7.6: Linear Regression

Most common method of feature selection for anyone who went through a linear regression tutorial will be to remove features whose p-value is above 0.05. This approach to feature selection in linear models is problematic. Ideally, we include or exclude features based on the assumption that features are good or bad predictors for the outcome variable. Not simply by observing the p-value.

The p-value can tell us about the correlation of a feature with the variance in the outcome variable, given all other features have explained the variance in the outcome variable. However, it does not prove that the feature and dependent variables are unrelated. Also, P-values are subjective. Some consider 0.05, while some may stick to more stringent levels of the p-value.

The P-value of a feature, say X1 in a regression model doesn't explain what will be the impact on other features' coefficients and its p-values if we drop X1 for being insignificant. It might happen that non-significant features might become significant after removing an insignificant feature. Similarly, features that are already significant can also become non-significant after removing an insignificant feature. Another aspect of going by the method of removing features whose p-value is less than 0.05 will be that features that are difficult to explain to the layman can be kept in the model, just because the feature is significant.

Below are circumstances when we can still include features that are statistically not significant.

1) We have a categorical variable and it is represented as dummy encoding. Of all the dummy encoding features, some are statistically significant while some are not. In such a case, we should keep all the dummy features, including those categories whose p-value is above 0.05.

2) Interaction variable between two variables is significant, whereas one of the original features is insignificant. We cannot keep the interaction effect without keeping the main effects. Hence it is not appropriate to drop insignificant features.

3) Model has a feature that is insignificant and after removing the feature, the predictive power of the model reduces. We will be better off keeping such features in the model if our main goal is predictive power.

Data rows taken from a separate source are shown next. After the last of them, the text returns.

PR #238, opened 2024-07-15
Update general availability timeline

deeplow:
- general availability will be after 1.0.0
- general availability will be on the second half of 2024 and not mid-2024


legoktm (approved):
Thanks

PR #239, opened 2024-07-15
Check ISO matches .DIGESTS

deeplow:
Adds a step to confirm that the ISO matches the DIGESTS. Assuming the user didn't follow the Qubes OS verification link, under the previous scenario, a compromised ISO could still be malicious, even if the DIGESTS do match.

### DIFF
--- a/docs/admin/install/prepare.rst
+++ b/docs/admin/install/prepare.rst
@@ -33,7 +33,8 @@ Follow the linked instructions to `verify the ISO <https://www.qubes-os.org/secu
 .. code-block:: sh
 
   gpg --keyserver-options no-self-sigs-only,no-import-clean --fetch-keys https://keys.qubes-os.org/keys/qubes-release-4.2-signing-key.asc
-  gpg -v --verify Qubes-R4.2.2-x86_64.iso.DIGESTS && sha256sum -c Qubes-R4.2.2-x86_64.iso.DIGESTS || echo FAILED VERIFICATION
+  gpg -v --verify Qubes-R4.2.2-x86_64.iso.DIGESTS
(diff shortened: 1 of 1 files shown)


docs/admin/install/prepare.rst
```diff
@@ -33,7 +33,7 @@ Follow the linked instructions to `verify the ISO <https://www.qubes-os.org/secu
 .. code-block:: sh
 
   gpg --keyserver-options no-self-sigs-only,no-import-clean --fetch-keys https://keys.qubes-os.org/keys/qubes-release-4.2-signing-key.asc
-  gpg -v --verify Qubes-R4.2.2-x86_64.iso.DIGESTS
+  gpg -v --verify Qubes-R4.2.2-x86_64.iso.DIGESTS && sha256sum -c Qubes-R4.2.2-x86_64.iso.DIGESTS || echo FAILED VERIFICATION
```
legoktm, line 36: I don't think we need the separate echo? It already outputs "FAILED" if it's invalid:

```
$ sha256sum -c Qubes-R4.2.2-x86_64.iso.DIGESTS.bad 
Qubes-R4.2.2-x86_64.iso: FAILED
sha256sum: WARNING: 20 lines are improperly formatted
sha256sum: WARNING: 1 computed checksum did NOT match
```

So my suggestion is:
```suggestion
  gpg -v --verify Qubes-R4.2.2-x86_64.iso.DIGESTS
  sha256sum -c Qubes-R4.2.2-x86_64.iso.DIGESTS
```

legoktm (changes requested):
Nice catch

legoktm (approved):

PR #243, opened 2024-07-15
Set a minimum of 32GB of RAM

### LINKED ISSUE #210: Set 32GB as the minimum RAM amount for SecureDrop Workstation

legoktm:
Advertise production requirements here; dev requirements can go in the dev docs.

Fixes #210.


cfm (approved):
Good call.

Issue #230, opened 2024-07-11
Consider using `:menuselection:` role


legoktm:
https://www.sphinx-doc.org/en/master/usage/restructuredtext/roles.html#role-menuselection

turns
```
:menuselection:`Start --> Programs`
```
into 

"Start ‣ Programs"

would make the Qubes menu parts just a bit nicer.

PR #250, opened 2024-07-22
Fix a few menu invocations & dark mode issue

### LINKED ISSUE #221: Update docs for Qubes 4.2

### LINKED ISSUE #249: Keyboard formatting is invisible in dark mode
The new troubleshooting instructions in https://workstation.securedrop.org/en/latest/admin/install/troubleshoot.html render as invisible text in dark mode:

docs excerpt showing the problem

eloquence:
- Fixes a few more menu references. I've standardized the text as much as possible to make it easier to search & replace in future.
- Fixes #249
- Resolves #221

## Checklist
- [x] Locally linted & artisanally  previewed

### DIFF
--- a/docs/admin/install/troubleshoot.rst
+++ b/docs/admin/install/troubleshoot.rst
@@ -31,7 +31,7 @@ On some hardware, network devices (Ethernet and Wi-Fi) will not immediately work
 
 |screenshot_sys_net_pci_reset|
 
-Open a ``dom0`` terminal via **Q > Settings Gear > Other Tools > Xfce Terminal**, and run the following command to list the devices connected to the ``sys-net`` VM.
+Open a ``dom0`` terminal via **Q > Gear Icon (left-hand side) > Other Tools > Xfce Terminal**, and run the following command to list the devices connected to the ``sys-net`` VM.
 
 .. code-block:: sh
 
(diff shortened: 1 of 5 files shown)


docs/admin/reference/backup.rst
```diff
@@ -24,7 +24,7 @@ Preserve files from ``dom0`` and ``sd-gpg``
 
 Preserve configuration files and private key material by copying them into ``dom0``.
 
-In a ``dom0`` Terminal via **Q ▸ Terminal Emulator**:
+In a ``dom0`` Terminal via **Q > Gear Icon (left-hand side) > Other Tools > Xfce Terminal**:
```
eloquence, line 27: The ▸ is arguably nicer, but it was only used in this chapter, so I've replaced it for easier search & replace across the docs. If folks prefer, I can do a global search & replace to use ▸ instead (it may be time to start a style guide ..).

docs/admin/install/troubleshoot.rst
```diff
@@ -31,7 +31,7 @@ On some hardware, network devices (Ethernet and Wi-Fi) will not immediately work
 
 |screenshot_sys_net_pci_reset|
 
-Open a ``dom0`` terminal via **Q > Settings Gear > Other Tools > Xfce Terminal**, and run the following command to list the devices connected to the ``sys-net`` VM.
+Open a ``dom0`` terminal via **Q > Gear Icon (left-hand side) > Other Tools > Xfce Terminal**, and run the following command to list the devices connected to the ``sys-net`` VM.
```
eloquence, line 34: As was discussed in #228, unfortunately there are two settings gears visible at the same time in the menu, so we have to disambiguate.

docs/admin/reference/backup.rst
nathandyer: I agree the ▸ is preferable to the > symbol, although I'd be curious if any others on the team have strong opinions one way or the other. For now, I agree that consistency is the most important - thanks for catching.

And a big +1 to a style guide (especially if we can enforce via linting/CI)

nathandyer (approved):
LGTM! I'll go ahead and tag this for the stable version once it merges, especially considering the current dark mode issue.

docs/admin/reference/backup.rst
legoktm: #230 would make it easier to use the unicode arrow symbols.

PR #384, opened 2020-11-05
Fix Fortran array indexing error

nselliott:
# Summary

- This PR is a bugfix
Fixes array indexing in one test to use Fortran 1:n indexing.


white238 (approved):

agcapps (approved):
Thanks, Noah.

ltaylor16 (commented):
Most Fortran compilers have a bound check flag that would catch this kind of stuff. Maybe BLT could support setting this flag.

PR #391, opened 2020-11-16
Add "dictionary" types to Inlet

joshessman-llnl:
# Summary

- This PR is a feature
- It does the following:
  - Adds the ability to defined string-keyed (in addition to integer-keyed) associative arrays in an input file

This required more refactoring/additional code than I expected as it doesn't look like Sidre/conduit supports arrays of strings within a single `sidre::View`.  Key storage is still implemented as a contiguous integer array for arrays, but dicts use a group of string-valued `sidre::View`s.

### DIFF
--- a/src/axom/inlet/Inlet.hpp
+++ b/src/axom/inlet/Inlet.hpp
@@ -430,7 +430,7 @@ public:
 
   /*!
    *****************************************************************************
-   * \brief Add an array of Fields to the input file schema.
+   * \brief Add an array of user-defined types to the input file schema.
    *
    * \param [in] name Name of the array
    * \param [in] description Description of the Field
@@ -446,58 +446,82 @@ public:
 
   /*!
    *****************************************************************************
-   * \brief Get a boolean array represented as an unordered map from the input file
+   * \brief Add a dictionary of Boolean Fields to the input file schema.
    *
-   * \param [out] map Unordered map to be populated with array contents
+   * \param [in] name Name of the dict
+   * \param [in] description Description of the Field
    *
-   * \return Whether or not the array was found
+   * \return Reference to the created Field
    *****************************************************************************
    */
-  bool getArray(std::unordered_map<int, bool>& map)
+  Verifiable& addBoolDict(const std::string& name,
+                          const std::string& description = "")
   {
-    return m_globalTable.getArray(map);
+    return m_globalTable.addBoolDict(name, description);
   }
 
   /*!
    *****************************************************************************
-   * \brief Get a int array represented as an unordered map from the input file
+   * \brief Add a dictionary of Integer Fields to the input file schema.
    *
-   * \param [out] map Unordered map to be populated with array contents
+   * \param [in] name Name of the dict
+   * \param [in] description Description of the Field
    *
-   * \return Whether or not the array was found
+   * \return Reference to the created Field
    *****************************************************************************
    */
-  bool getArray(std::unordered_map<int, int>& map)
+  Verifiable& addIntDict(const std::string& name,
+                         const std::string& description = "")
   {
-    return m_globalTable.getArray(map);
+    return m_globalTable.addIntDict(name, description);
   }
 
   /*!
    *****************************************************************************
-   * \brief Get a double array represented as an unordered map from the input file
+   * \brief Add a dictionary of Double Fields to the input file schema.
    *
-   * \param [out] map Unordered map to be populated with array contents
+   * \param [in] name Name of the dict
+   * \param [in] description Description of the Field
    *
-   * \return Whether or not the array was found
+   * \return Reference to the created Field
    *****************************************************************************
    */
-  bool getArray(std::unordered_map<int, double>& map)
+  Verifiable& addDoubleDict(const std::string& name,
+                            const std::string& description = "")
   {
-    return m_globalTable.getArray(map);
+    return m_globalTable.addDoubleDict(name, description);
   }
 
   /*!
    *****************************************************************************
-   * \brief Get a string array represented as an unordered map from the input file
+   * \brief Add a dictionary of String Fields to the input file schema.
    *
-   * \param [out] map Unordered map to be populated with array contents
+   * \param [in] name Name of the dict
+   * \param [in] description Description of the Field
    *
-   * \return Whether or not the array was found
+   * \return Reference to the created Field
    *****************************************************************************
    */
-  bool getArray(std::unordered_map<int, std::string>& map)
+  Verifiable& addStringDict(const std::string& name,
+                            const std::string& description = "")
   {
-    return m_globalTable.getArray(map);
+    return m_globalTable.addStringDict(name, description);
+  }
+
+  /*!
+   *****************************************************************************
+   * \brief Add a dictionary of user-defined types to the input file schema.
+   *
+   * \param [in] name Name of the dict
+   * \param [in] description Description of the Field
+   *
+   * \return Reference to the created Field
+   *****************************************************************************
+   */
+  Table& addGenericDict(const std::string& name,
+                        const std::string& description = "")
+  {
+    return m_globalTable.addGenericDict(name, description);
   }
 
   // TODO add update value functions
--- a/src/axom/inlet/Inlet.hpp
+++ b/src/axom/inlet/Inlet.hpp
@@ -369,9 +369,9 @@ public:
    * \brief Add an array of Boolean Fields to the input file schema.
    *
    * \param [in] name Name of the array
-   * \param [in] description Description of the Field
+   * \param [in] description Description of the array
    *
-   * \return Reference to the created Field
+   * \return Reference to the created array
    *****************************************************************************
    */
   Verifiable& addBoolArray(const std::string& name,
@@ -385,9 +385,9 @@ public:
    * \brief Add an array of Integer Fields to the input file schema.
    *
    * \param [in] name Name of the array
-   * \param [in] description Description of the Field
+   * \param [in] description Description of the array
    *
-   * \return Reference to the created Field
+   * \return Reference to the created array
    *****************************************************************************
    */
   Verifiable& addIntArray(const std::string& name,
@@ -401,9 +401,9 @@ public:
    * \brief Add an array of Double Fields to the input file schema.
    *
    * \param [in] name Name of the array
-   * \param [in] description Description of the Field
+   * \param [in] description Description of the array
    *
-   * \return Reference to the created Field
+   * \return Reference to the created array
    *****************************************************************************
    */
   Verifiable& addDoubleArray(const std::string& name,
@@ -417,9 +417,9 @@ public:
    * \brief Add an array of String Fields to the input file schema.
    *
    * \param [in] name Name of the array
-   * \param [in] description Description of the Field
+   * \param [in] description Description of the array
    *
-   * \return Reference to the created Field
+   * \return Reference to the created array
    *****************************************************************************
    */
   Verifiable& addStringArray(const std::string& name,
@@ -433,9 +433,9 @@ public:
    * \brief Add an array of user-defined types to the input file schema.
    *
    * \param [in] name Name of the array
-   * \param [in] description Description of the Field
+   * \param [in] description Description of the array
    *
-   * \return Reference to the created Field
+   * \return Reference to the created array
    *****************************************************************************
    */
   Table& addGenericArray(const std::string& name,
--- a/src/axom/inlet/Inlet.hpp
+++ b/src/axom/inlet/Inlet.hpp
@@ -454,10 +454,10 @@ public:
    * \return Reference to the created dictionary
    *****************************************************************************
    */
-  Verifiable& addBoolDict(const std::string& name,
-                          const std::string& description = "")
+  Verifiable& addBoolDictionary(const std::string& name,
+                                const std::string& description = "")
   {
-    return m_globalTable.addBoolDict(name, description);
+    return m_globalTable.addBoolDictionary(name, description);
   }
 
   /*!
@@ -470,10 +470,10 @@ public:
    * \return Reference to the created dictionary
    *****************************************************************************
    */
-  Verifiable& addIntDict(const std::string& name,
-                         const std::string& description = "")
+  Verifiable& addIntDictionary(const std::string& name,
+                               const std::string& description = "")
   {
-    return m_globalTable.addIntDict(name, description);
+    return m_globalTable.addIntDictionary(name, description);
   }
 
   /*!
@@ -486,10 +486,10 @@ public:
    * \return Reference to the created dictionary
    *****************************************************************************
    */
-  Verifiable& addDoubleDict(const std::string& name,
-                            const std::string& description = "")
+  Verifiable& addDoubleDictionary(const std::string& name,
+                                  const std::string& description = "")
   {
-    return m_globalTable.addDoubleDict(name, description);
+    return m_globalTable.addDoubleDictionary(name, description);
   }
 
   /*!
@@ -502,10 +502,10 @@ public:
    * \return Reference to the created dictionary
    *****************************************************************************
    */
-  Verifiable& addStringDict(const std::string& name,
-                            const std::string& description = "")
+  Verifiable& addStringDictionary(const std::string& name,
+                                  const std::string& description = "")
   {
-    return m_globalTable.addStringDict(name, description);
+    return m_globalTable.addStringDictionary(name, description);
   }
 
   /*!
@@ -518,10 +518,10 @@ public:
    * \return Reference to the created dictionary
    *****************************************************************************
    */
-  Table& addGenericDict(const std::string& name,
-                        const std::string& description = "")
+  Table& addGenericDictionary(const std::string& name,
+                              const std::string& description = "")
   {
-    return m_globalTable.addGenericDict(name, description);
+    return m_globalTable.addGenericDictionary(name, description);
   }
 
   // TODO add update value functions
--- a/src/axom/inlet/Inlet.hpp
+++ b/src/axom/inlet/Inlet.hpp
@@ -449,9 +449,9 @@ public:
    * \brief Add a dictionary of Boolean Fields to the input file schema.
    *
    * \param [in] name Name of the dict
-   * \param [in] description Description of the Field
+   * \param [in] description Description of the dictionary
    *
-   * \return Reference to the created Field
+   * \return Reference to the created dictionary
    *****************************************************************************
    */
   Verifiable& addBoolDict(const std::string& name,
@@ -465,9 +465,9 @@ public:
    * \brief Add a dictionary of Integer Fields to the input file schema.
    *
    * \param [in] name Name of the dict
-   * \param [in] description Description of the Field
+   * \param [in] description Description of the dictionary
    *
-   * \return Reference to the created Field
+   * \return Reference to the created dictionary
    *****************************************************************************
    */
   Verifiable& addIntDict(const std::string& name,
@@ -481,9 +481,9 @@ public:
    * \brief Add a dictionary of Double Fields to the input file schema.
    *
    * \param [in] name Name of the dict
-   * \param [in] description Description of the Field
+   * \param [in] description Description of the dictionary
    *
-   * \return Reference to the created Field
+   * \return Reference to the created dictionary
    *****************************************************************************
    */
   Verifiable& addDoubleDict(const std::string& name,
@@ -497,9 +497,9 @@ public:
    * \brief Add a dictionary of String Fields to the input file schema.
    *
    * \param [in] name Name of the dict
-   * \param [in] description Description of the Field
+   * \param [in] description Description of the dictionary
    *
-   * \return Reference to the created Field
+   * \return Reference to the created dictionary
    *****************************************************************************
    */
   Verifiable& addStringDict(const std::string& name,
@@ -513,9 +513,9 @@ public:
    * \brief Add a dictionary of user-defined types to the input file schema.
    *
    * \param [in] name Name of the dict
-   * \param [in] description Description of the Field
+   * \param [in] description Description of the dictionary
    *
-   * \return Reference to the created Field
+   * \return Reference to the created dictionary
    *****************************************************************************
    */
   Table& addGenericDict(const std::string& name,
--- a/src/axom/inlet/Reader.hpp
+++ b/src/axom/inlet/Reader.hpp
@@ -150,6 +150,7 @@ public:
    */
   virtual bool getIntMap(const std::string& id,
                          std::unordered_map<int, int>& values) = 0;
+  /// \overload
   virtual bool getIntMap(const std::string& id,
                          std::unordered_map<std::string, int>& values) = 0;
 
@@ -168,6 +169,7 @@ public:
    */
   virtual bool getBoolMap(const std::string& id,
                           std::unordered_map<int, bool>& values) = 0;
+  /// \overload
   virtual bool getBoolMap(const std::string& id,
                           std::unordered_map<std::string, bool>& values) = 0;
 
@@ -186,6 +188,7 @@ public:
    */
   virtual bool getDoubleMap(const std::string& id,
                             std::unordered_map<int, double>& values) = 0;
+  /// \overload
   virtual bool getDoubleMap(const std::string& id,
                             std::unordered_map<std::string, double>& values) = 0;
 
@@ -204,6 +207,7 @@ public:
    */
   virtual bool getStringMap(const std::string& id,
                             std::unordered_map<int, std::string>& values) = 0;
+  /// \overload
   virtual bool getStringMap(const std::string& id,
                             std::unordered_map<std::string, std::string>& values) = 0;
 
@@ -218,6 +222,7 @@ public:
    *****************************************************************************
    */
   virtual bool getIndices(const std::string& id, std::vector<int>& indices) = 0;
+  /// \overload
   virtual bool getIndices(const std::string& id,
                           std::vector<std::string>& indices) = 0;
 };
--- a/src/axom/inlet/Reader.hpp
+++ b/src/axom/inlet/Reader.hpp
@@ -201,16 +201,94 @@ public:
 
   /*!
    *****************************************************************************
+   * \brief Get an string-integer mapping for the given array
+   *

4) For features that are the main focus of the research, even if these are statistically insignificant, we can keep these. For example, predicting alcohol consumption quantity with the probability of a car accident while driving. If alcohol consumption is statistically insignificant, we cannot remove the feature, as this is the central focus of the research.

5) In certain areas of science, we will need convincing reasons to exclude certain features. For example, in biostatistics, removing age, gender, etc. from the model is counterintuitive.

It must be noted that it is not a compulsion to keep insignificant features in the model always. We can remove an insignificant feature in below situations.

1) If the beta coefficient of the feature is nearly zero or negligible, then it will have minimal impact on the error and r-square of the model. In such cases, we can remove the feature if it is insignificant.

2) If a feature has high multicollinearity, dropping a feature will have less impact on regression error and goodness of fit.

3) If there are other and better features present, which have a very strong bivariate correlation with the outcome variable as well as with other features, we can drop the insignificant feature.

4) If a feature is hard to explain and statistically insignificant, we can remove such a feature.

5) If the presence or absence of the insignificant feature has a negligible impact on the predictive power of the model, we can remove it.

Instead of using p-value, we can use the beta coefficient for selecting features in linear regression model. Beta co-efficient shows the level of importance of the feature in the model. Features that have small beta are of less importance. If all the features are in the same scale of measurement through some transformation such as z-score, and there is no collinearity, we can compare features by the beta coefficients and select important ones.

If there is multicollinearity amongst features, we will first need to fix multicollinearity. If multicollinearity is hard to fix, we should either do ridge regression or ElasticNet regression. We can then use the coefficients to keep only those features that are highly impactful for the dependent variable.